H'ok, got this working. First off, I had a brain hiccup: my model was
one-to-many (the actual model is more complicated than my Book
example; I just used the Book to illustrate my point).

What I ended up doing was basically what you suggested to do using
Django's ORM: I ran two queries, one for Books and one for Authors.
Then I looped through and sewed them all together.

That was a fairly simple solution (which is the best kind), and I
thank you for pointing it out to me!

On Sep 1, 7:40 pm, Eric Abrahamsen <[EMAIL PROTECTED]> wrote:
> On Sep 2, 2008, at 9:52 AM,MrJogowrote:
>
>
>
> > I read that post, and now have a general idea of what to do, but I'm
> > still confused on the specifics. It doesn't help that my SQL is VERY
> > rusty.
>
> I'm really not the one to be walking you through this, since my own  
> success was a bit of a fluke, but maybe I can nudge things in the  
> right direction.
>
>
>
> > Am I supposed to use cursor.execute() to do the INITIAL lookup?
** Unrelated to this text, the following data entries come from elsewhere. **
PR #2266, opened 2026-09-10
doc(gh-2187): mathematical details for GaussianRandomWalk

jabrailkhalil:
## Summary

Adds mathematical explanations and implementation details for `GaussianRandomWalk` to the class, `sample`, `log_prob`, `mean`, and `variance` docstrings, as tracked in gh-2187.

- Class: joint density of the random walk over `R^n`, defined via initial position and independent Normal increments.
- `sample`: cumulative sum of standard Normal draws.
- `log_prob`: sum of univariate Normal log densities over the initial position and increments.
- `mean` and `variance`: `E[X_t] = 0` and `Var(X_t) = (t+1) * scale^2`, matching the implementation.

Math details were checked numerically against the implementation (log_prob, mean, variance, batched scale shapes).

## Testing

- `ruff check` and `ruff format --check` on the changed file: pass.
- `ty check` and `codespell`: pass.
- `pytest test/test_distributions.py -k "random_walk or RandomWalk"`: 62 passed, 42 skipped (missing optional deps), 2 xfailed, on local CPU before opening the PR.

### DIFF
--- a/numpyro/distributions/continuous.py
+++ b/numpyro/distributions/continuous.py
@@ -1179,6 +1179,41 @@ class GaussianStateSpace(TransformedDistribution):
 
 
 class GaussianRandomWalk(Distribution):
+    r"""Gaussian random walk distribution parameterized by scale (:attr:`scale`)
+    and the number of steps (:attr:`num_steps`).
+
+    A Gaussian random walk :math:`\mathbf{X} = (X_0, \ldots, X_{n-1})` of
+    length :math:`n = ` :attr:`num_steps` starts at :math:`X_0` and evolves
+    through independent Normal increments:
+
+    .. math::
+
+        X_0 \sim \mathcal{N}(0, \sigma^2),
+        \qquad X_t - X_{t-1} \sim \mathcal{N}(0, \sigma^2), \quad
+        t = 1, \ldots, n - 1,
+
+    where :math:`\sigma > 0` is the scale. The joint probability density
+    function over :math:`\mathbb{R}^n` is
+
+    .. math::
+
+        p(\mathbf{x}) = f(x_0; 0, \sigma^2)
+        \prod_{t=1}^{n-1} f(x_t - x_{t-1}; 0, \sigma^2),
+
+    where :math:`f(\cdot; \mu, \sigma^2)` denotes the univariate Normal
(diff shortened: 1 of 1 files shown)


juanitorduz:
Thanks for the PR! The math checks out against the implementation (I verified `log_prob`, `variance`, and the batched `scale` case numerically). Two changes requested before merging:

**1. Broken inline markup in the class docstring (line 1186)**

```rst
length :math:`n = ` :attr:`num_steps` starts at :math:`X_0` and evolves
```

RST requires the inline end-string to be immediately preceded by non-whitespace, so ``:math:`n = ` `` does not close where intended. The `:math:` role swallows through the next backtick and the math node content becomes literally ``n = ` :attr:`num_steps``, which MathJax will render as garbage. `make docs` does not warn about this, so CI stays green. You can confirm with docutils:

```python
import docutils.core
text = r"length :math:`n = ` :attr:`num_steps` starts at :math:`X_0`"
print(docutils.core.publish_string(text, writer_name="pseudoxml").decode())
```

Suggested fix:

```rst
length :math:`n` (given by :attr:`num_steps`) starts at :math:`X_0` and evolves
```

**2. `:rtype: ArrayLike` in `sample` (line 1255) and `log_prob` (line 1277)**

Every other method docstring in `continuous.py` uses `:rtype: jax.Array` (e.g. `Normal.sample`, `Normal.log_prob`), and both methods are annotated `-> Array`. Please change both to `:rtype: jax.Array`.

**Optional nits**

- `f(\cdot; \mu, \sigma^2)` parameterizes the Normal density by variance, while the `Normal` class docstring in the same file uses `f(x; \mu, \sigma)` with `\sigma` as the standard deviation. Using `f(\cdot; 0, \sigma)` would keep the notation consistent across the two classes.
- `mean` / `variance` say "Calculates the mean of the Gaussian random walk." whereas the rest of the file uses "Calculates the analytical mean." Purely cosmetic.

juanitorduz (changes requested):
Smal changes (see above)

jabrailkhalil:
Thanks @juanitorduz! I have addressed both requested changes (fixed the inline RST markup and updated the :rtype: annotations to jax.Array), along with the optional notation alignment to Normal.

juanitorduz (approved):
thanks!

That
> > is, instead of calling a filter, or whatnot, on each book entry, I do
> > a cursor.execute that gets the books I want AND the related living
> > authors in one fell swoop? Do I set that up as a custom Manager?
>
> The way I did it was one query for the base queryset, and then one  
> cursor.execute() that pulled out the extra info I wanted to attach to  
> each queryset object. You certainly could do one cursor.execute() to  
> retrieve the entire query, but then you'd have to work with raw data,  
> not nice python objects.
>
> Come to think of it, you might not even want to use cursor.execute().  
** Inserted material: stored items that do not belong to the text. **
PR #2267, opened 2026-09-10
doc(gh-2187): docstrings for LogNormal and LogUniform

IvanDobrovolsky:
Adding `LogNormal` and `LogUniform`. Same style as Logistic: description, PDF, and the closed-form expressions for mean, variance, and entropy.

Issue https://github.com/pyro-ppl/numpyro/issues/2187

`LogNormal` before vs after:
image
image

`LogUniform` before vs after:
 image
 image


juanitorduz (approved):
Thanks @IvanDobrovolsky !

PR #2269, opened 2026-09-14
doc(gh-2187): mathematical details for InverseGamma and Kumaraswamy

Yi-111-a:
## Summary
- Docstrings for `InverseGamma` and `Kumaraswamy` in the same style as Logistic/LogNormal: description, PDF, parameters, moments (and entropy for InverseGamma).
- Keeps and clarifies the InverseGamma `rate` = Wikipedia-*scale* caveat (NumPyro/Pyro naming).
- Kumaraswamy documents PDF, inverse-CDF sampling (including the `U` vs `1-U` equivalence used in code), and beta-function mean/variance.

Towards https://github.com/pyro-ppl/numpyro/issues/2187

## Self-review
- InverseGamma PDF/mean/var/entropy match `Gamma` + `PowerTransform(-1)` and the implemented formulas with `rate` as Wikipedia scale.
- Kumaraswamy `log_prob` / mean / variance match `concentration1=a`, `concentration0=b`.

## Test plan
- [ ] Docs / doctest CI
- [ ] Spot-check rendered InverseGamma and Kumaraswamy pages


numpyro/distributions/continuous.py
```diff
@@ -1457,10 +1457,35 @@ def variance(self) -> Array:
...
-    """
-    .. note:: We keep the same notation `rate` as in Pyro but
-        it plays the role of scale parameter of InverseGamma in literatures
-        (e.g. wikipedia: https://en.wikipedia.org/wiki/Inverse-gamma_distribution)
+    r"""The Inverse-Gamma distribution, a continuous distribution on the
+    positive reals parameterized by concentration :math:`\alpha > 0` and
+    a positive parameter called ``rate`` in this library. It is the
+    distribution of :math:`1/Y` where
+    :math:`Y \sim \mathrm{Gamma}(\alpha, \lambda)` with the same
+    concentration and rate, and is implemented as a
```
juanitorduz: The intro uses `\lambda` for the Gamma rate, but every formula below uses `\beta` for the same parameter. Suggest using `\beta` here too, e.g. `Y \sim \mathrm{Gamma}(\alpha, \beta)` with rate `\beta`, so the reader does not have to reconcile two symbols for one attribute.

numpyro/distributions/continuous.py
```diff
@@ -1486,17 +1518,46 @@ def __init__(
 
     @property
     def mean(self) -> Array:
+        r"""Mean of the Inverse-Gamma distribution:
+
+        .. math::
+            \mathbb{E}[X] = \frac{\beta}{\alpha - 1} \quad (\alpha > 1)
+
+        For :math:`\alpha \le 1` the mean is infinite (returned as ``inf``).
+        Here :math:`\beta` is the NumPyro ``rate`` parameter (Wikipedia scale).
```
juanitorduz: Nit: the "NumPyro `rate` parameter (Wikipedia scale)" clarification is repeated in `__init__`, `mean`, `variance` and `entropy`. The class-level note already defines `\beta` as `rate`; keeping the clarification in the note and `__init__` only would reduce noise in the rendered page (same applies to the `variance` and `entropy` docstrings below).

numpyro/distributions/continuous.py
```diff
@@ -1693,6 +1754,23 @@ def icdf(self, q: ArrayLike) -> Array:
 
 
 class Kumaraswamy(Distribution):
+    r"""The Kumaraswamy distribution, a continuous distribution on the unit
+    interval parameterized by two positive shape parameters
+    :math:`a` (:attr:`concentration1`) and :math:`b`
+    (:attr:`concentration0`). It is a Beta-like family with a simple closed
+    form PDF and CDF, often used as a computationally convenient alternative
+    to the Beta distribution.
```
juanitorduz, line 1759: The text says "simple closed form PDF and CDF" but only the PDF is given. Adding the CDF

```rst
.. math::
    F(x \mid a, b) = 1 - (1 - x^{a})^{b}, \quad x \in (0, 1)
```

would also make the inverse-CDF sampling description in `sample` self-contained.

numpyro/distributions/continuous.py
```diff
@@ -1693,6 +1754,23 @@ def icdf(self, q: ArrayLike) -> Array:
...
+
+    The Probability Density Function (PDF) is:
+
+    .. math::
+        f(x \mid a, b) = a\, b\, x^{a-1}\,(1 - x^{a})^{b-1},
+        \quad x \in (0, 1)
+
+    where :math:`a > 0` is (:attr:`concentration1`) and :math:`b > 0` is
+    (:attr:`concentration0`).
```
juanitorduz: This reads as a broken sentence ("where `a > 0` is (concentration1) and `b > 0` is (concentration0)"). Suggest:

```rst
where :math:`a > 0` is the first shape parameter (:attr:`concentration1`)
and :math:`b > 0` is the second shape parameter (:attr:`concentration0`).
```

numpyro/distributions/continuous.py
```diff
@@ -1736,6 +1834,17 @@ def sample(
 
     @validate_sample
     def log_prob(self, value: ArrayLike) -> Array:
+        r"""Evaluate the log probability density function at ``value``:
+
+        .. math::
+            \ln f(x \mid a, b) =
+            \log a + \log b
+            + (a - 1)\log x
+            + (b - 1)\log(1 - x^{a})
```
juanitorduz: Nit: this equation mixes `\ln f` on the left with `\log a + \log b + \ldots` on the right. `Logistic` / `LogNormal` use `\ln` throughout; pick one for consistency.

juanitorduz (commented):
Thanks for this! The math checks out: I verified on this branch that `exp(log_prob)` matches the documented PDFs for both distributions, that the InverseGamma mean/variance/entropy and Kumaraswamy mean/variance closed forms match both the implementation and numerical integration (plus a 200k-sample Monte Carlo check for Kumaraswamy), and that the `U` vs `1 - U` sampling remark is correct since `F^{-1}(u) = (1 - (1 - u)^{1/b})^{1/a}`. The docstring layout also matches the `LogNormal` / `Logistic` precedent.

Only a few wording / consistency nits inline (symbol consistency for the Gamma rate, a broken sentence in the Kumaraswamy parameter description, missing CDF that the text alludes to, `\ln` vs `\log`, and some repetition of the `rate` = Wikipedia scale caveat). Once those are addressed this should be good to go.

Yi-111-a:
Thanks @juanitorduz — addressed the nits: `\beta` for the Gamma rate in the InverseGamma intro, trimmed the repeated rate/Wikipedia clarifications (kept class note + `__init__` only), added the Kumaraswamy CDF, fixed the concentration1/0 sentence, and switched the Kumaraswamy `log_prob` (and InverseGamma entropy) to `\ln` throughout for consistency with Logistic/LogNormal.

juanitorduz (approved):
Thanks for the quick turnaround! All nits addressed in 75d92215: `\beta` in the InverseGamma intro, the rate/Wikipedia-scale caveat now lives only in the class note and `__init__`, the Kumaraswamy CDF is documented, the parameter sentence reads correctly, and `\ln` is used consistently in `log_prob` and `entropy`. CI is green. LGTM.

> I did that because all I wanted was an extra list of pks, not full  
> model instances. If you want to use the living authors as full  
> instances (ie call methods on them), then you could do this all with  
> Django's ORM: one query of books with living authors, one query of  
> living authors, then python to attach the two.
>
> Whether you set it up as custom manager or not mostly depends on how  
> often you expect to be using this particular query. More than once or  
> twice, and you might as well make it a manager method.
>
> > What would be the SQL for that? My model does not create an in between
> > table (such as appname_book_authors).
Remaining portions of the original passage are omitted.